10000/10000 [==============================] - 0s 28us/step
[0.062173529548419176, 0.9834]

One can notice that the accuracy is slightly less in the test data. This means slight overfitting. But that is not so bad. So we can live with it for now. In a real life example, depending upon the requirement, one could try to tweak the model shape and other hyperparameters to get better results.


That may not give us all the confidence we need. We can manually check a few samples to see how our model has performed.

First, create the prediction for all the test images.

prediction = model.predict(test_images)

Now, prediction is an array with output for all the images in the test set.

array([4.2578703e-14, 3.1028571e-13, 8.5658702e-10, 9.5759439e-08,
        1.0654272e-18, 2.6685609e-10, 7.1893772e-19, 9.9999988e-01,
        1.4853034e-10, 1.4370636e-08], dtype=float32)

We can see that each element in this set is an array of 10 - that shows the probability that the input image belongs to a given label.
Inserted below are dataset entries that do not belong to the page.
PR #408, opened 2019-04-15
Ugrade react and react-dom

### LINKED ISSUE #392: Upgrade React
While working on #383, I tried using _React.Fragment_ to conditionally elements without adding another element to the hierarchy. This resulted in build or runtime errors, depending on which syntax I tried to use. Flow didn't provide any assistance in pointing out the problem (TypeScript would be more helpful here).

It turned out that the version of React used in the project is 16.0.0 (from September 2017).

There was a lot of awesome features introduced since then. Just to name a few:

- Fragments,
- New lifecycle methods,
- Performance Profiler 
- New Context API (!)
- createRef API
- Code splitting with lazy/Suspense (!) for dynamic imports
- React.memo for functional components
- StrictMode (!)
- Hooks (!!!)

Modern React development doesn't happen without these features. I think we need to upgrade React and dependencies that rely on it and resolve whatever problems pop up.

Any reason not to do it?

ebeloded:
This will bring us the following new features:

- Fragments,
- New lifecycle methods,
- New Context API 
- createRef API
- Code splitting with lazy/Suspense for dynamic imports
- React.memo for functional components
- StrictMode 
- Hooks 

Closes #392


SebastienGllmt:
Yeah we need this for the plugin system we want to eventually add and maybe this will help with Redux migration

Issue #379, opened 2019-04-03
Large memory footprint while idle


ebeloded:
Yoroi extension consumes a lot of system resources even without the app being opened. Here are two Chrome Task Manager screenshots of freshely launched browser:

![image](https://user-images.githubusercontent.com/5859177/55450956-2f495c80-55fb-11e9-88ac-ae9d14516486.png)

![image](https://user-images.githubusercontent.com/5859177/55451169-04abd380-55fc-11e9-9043-50aac2f802c0.png)

On the windows machine the app wasn't even opened yet - the extension was installed automatically for my google account and immediately went to the top of the memory footprint chart.

We need to investigate this and make sure that the memory footprint is tamed. The extension should consume a nominal amount of resources while the app is inactive.

SebastienGllmt:
Interesting. I assume this is because `background.pug` loads `vendor.js` which is ~18MiB (see [here](https://github.com/Emurgo/yoroi-frontend/blob/develop/chrome/views/background.pug#L5)).

Shrinking the size of this file in any reasonable way requires upgrading to `webpack` v4 which is a task I'm actively working on. 

However, `background` definitely doesn't need all of `vendor.js`. It only depends on `bluebird` and a single function from `lodash`. We'll see how much that improves the situation.

ebeloded:
Glad you're working on Webpack 4. Switching made a big difference in the project I worked on before.

Yeah, I think that we need to implement code splitting and only include the essentials on the background page and load the rest dynamically. Even the use of bluebird and lodash, given that we work in the modern Chrome environment, sounds like an overkill. 

But more importantly, why is vendor.js 18MB? What's in there? 

Combined with 3.6MB of yoroi.bundle.js we load more than 21MB on the page, which is quite a lot.

I checked AdaLite - the app seems to have the same functionality with less than 400KB of js. Are we doing something on the client they do on the server? What makes such a difference?

SebastienGllmt:
1) Webpack v3 blocks us from optimizing some of these files
2) We have dependencies such as PDF importing and PDF generation which take a non-trivial amount of space

We'll see how much space we take after webpack v4 migration is done.

PR #411, opened 2019-04-16
Remove WebpackDllReference plugin

ebeloded:
This PR removes the use of DllPlugin, which gives us some immediate pefromance wins, and opens doors to futher optimizations.

⚠`dll` folder is no longer used, nor ignored. Feel free to remove it `rm -rf dll`

**Why**
Until now, we have used DllPlugin to bundle all dependencies listed in package.json into a single file, and include this 'vendor' bundle on all pages. As a result of this, we were importing a big bundle, which contained some dead code. Additionally, it didn't allow webpack to perfrom [tree shaking](https://webpack.js.org/guides/tree-shaking/), and made it impossible to meaningfully use [dynamic imports](https://webpack.js.org/guides/code-splitting/#dynamic-imports).

**Immediate benefit**
`background.html` doesn't load 2.2MB of vendor.js, and instead only requires 190KB. This further addresses the problem of Yoroi using a lot of memory without being opened (#379).

**Further benefits:**

**1. [Tree Shaking](https://webpack.js.org/guides/tree-shaking/)**
Because we don't include the dependencies in full, we can [write our code](https://www.blazemeter.com/blog/the-correct-way-to-import-lodash-libraries-a-benchmark) in a way that makes use of this feature:

❌`import _ from 'lodash';`
✅`import { debounce } from 'lodash';`

The latter will only import one function (and its dependencies), instead of importing the whole module.

**2. [Dynamic Imports](https://webpack.js.org/guides/code-splitting/#dynamic-imports)**

While tree shaking is great, more benefit we will get from dynamic imports.

Some heavy dependencies we have are very rarely used, yet we currently include all of them in our bundles. For example, we should only load `pdfParser` when the user goes through the process of ada redemption. In some cases this may require minor refactoring, in many cases the process should be trivial change of import syntax:

❌`import pdfjsLib from 'pdfjs-dist';`
✅`const pdfjsLibPromise = import('pdfjs-dist')`

What's more, because we updated React, we now have access to [React.lazy and Suspense](https://reactjs.org/docs/code-splitting.html). This means that dynamically loading components is extremely easy:

❌`import OtherComponent from './OtherComponent';`
✅`const OtherComponent = React.lazy(() => import('./OtherComponent'));`

This PR didn't change the combined size of our bundles (which is ~5.1 MB), but now we have a way of chipping away the weight. Tiny changes, remarkable results.


SebastienGllmt:
Good stuff. The DllPlugin was confusing people, blocking optimizations and blocking other tools from working properly. Time to finally give it the 🪓

PR #412, opened 2019-04-17
Fix tests broken by wasm migration

SebastienGllmt:
We could solve this either by moving to `karma-webpack` and keeping the `cardano-wallet-browser` or we can keep Jest and depend both on the `nodejs` and the `browser` module and swap it dynamically when we do testing.

This PR does the swap approach.


SebastienGllmt:
FYI the tests fail because of tricky behavior. The `dynamic-import-node` needs to only be enabled for the `jest` tests which is why it's conditionally included in the `.babelrc`. Since `jest` automatically sets the ENV to `test` that's what we use but that collides with `test-prepare` which also uses `test.

Issue #339, opened 2019-03-07
Fix About Yoroi icon text


SebastienGllmt:
Yoroi has some icons in its footer when you are on the wallet creation screen.

![image](https://user-images.githubusercontent.com/2608559/53979321-d4822980-4150-11e9-8bf9-48823814aad2.png)

When the screen size is too small, we remove all the text and show just the icons. The definition of "too small" was hardcoded for this specific page.

We reused the same FooterItem class for the About Yoroi icon. This means it inherits the same hard-coded size in `FooterItem.scss`. We should rename this to something other than `FooterItem` (as it's no longer being used just as a footer) and make this hard-coded size only apply to the wallet creation page and a different size apply for the About Yoroi page

SebastienGllmt:
Closing since this has been fixed

PR #415, opened 2019-04-21
[ISSUE 339] Refactor 'About Yoroi' items

ScaredIbis:
For issue https://github.com/Emurgo/yoroi-frontend/issues/339

This change introduces a shared component (LinkButton), used directly in AboutYoroiSettings. The FooterItem component has also been refactored and uses LinkButton as a child. 

This has allowed styles used for hiding text on small screens to be separated from the AboutYoroiSettings component.

BEFORE:
image

AFTER:
image


SebastienGllmt:
Hey, thanks for the PR!
Three things to mention:

1) We just introduced a new theme so make sure this works on both themes (you can switch themes from the settings page). I fixed the merge conflict for you.
1) I noticed your PR adds a scrollbar on the LinkButton (as seen in your screenshot). That needs to be fixed.
1) The reason the media query was added was so that either all buttons show text or none show text. Looks like your PR breaks this (in both the wallet add screen and the About Yoroi screen)

ScaredIbis:
I have addressed the issues you brought up:

1. I made some minor style changes so that it functions the same and looks decent in both themes.
2. I have updated the styles for HorizontalFlexContainer (shared component) to remove the scrollbar that was showing up. From what I can see, the style update doesn't break other components that also use HorizontalFlexContainer.
3.  The media queries are now applying to both Wallet Creation and About Yoroi pages properly. These styles are defined in a way that make it easy to change the breakpoints for each page individually.

SebastienGllmt:
Looks great! Thanks!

When we check for the zeroth element in the prediction set, we can see that the probability for all the elements is very low except for the element 7 - that is almost 1. Hence, for the image 0, one would predict 7.

Let us now see what the test image looks like. Before that, we need to reshape the images array (remember we had made a single dimensional array for building the model?

prediction_images = test_images.reshape(10000,28,28)

Now let us check the zeroth element


This is 7 indeed!

Having one correct answer is certainly not enough to verify the accuracy of the model. But, one point that we can check at this point is the values in the prediction[0] array. The value in element 7 is far more than the other values. That means, the model is absolutely certain about the outcome. There is no doubt or confusion. This is an important symptom of a good model.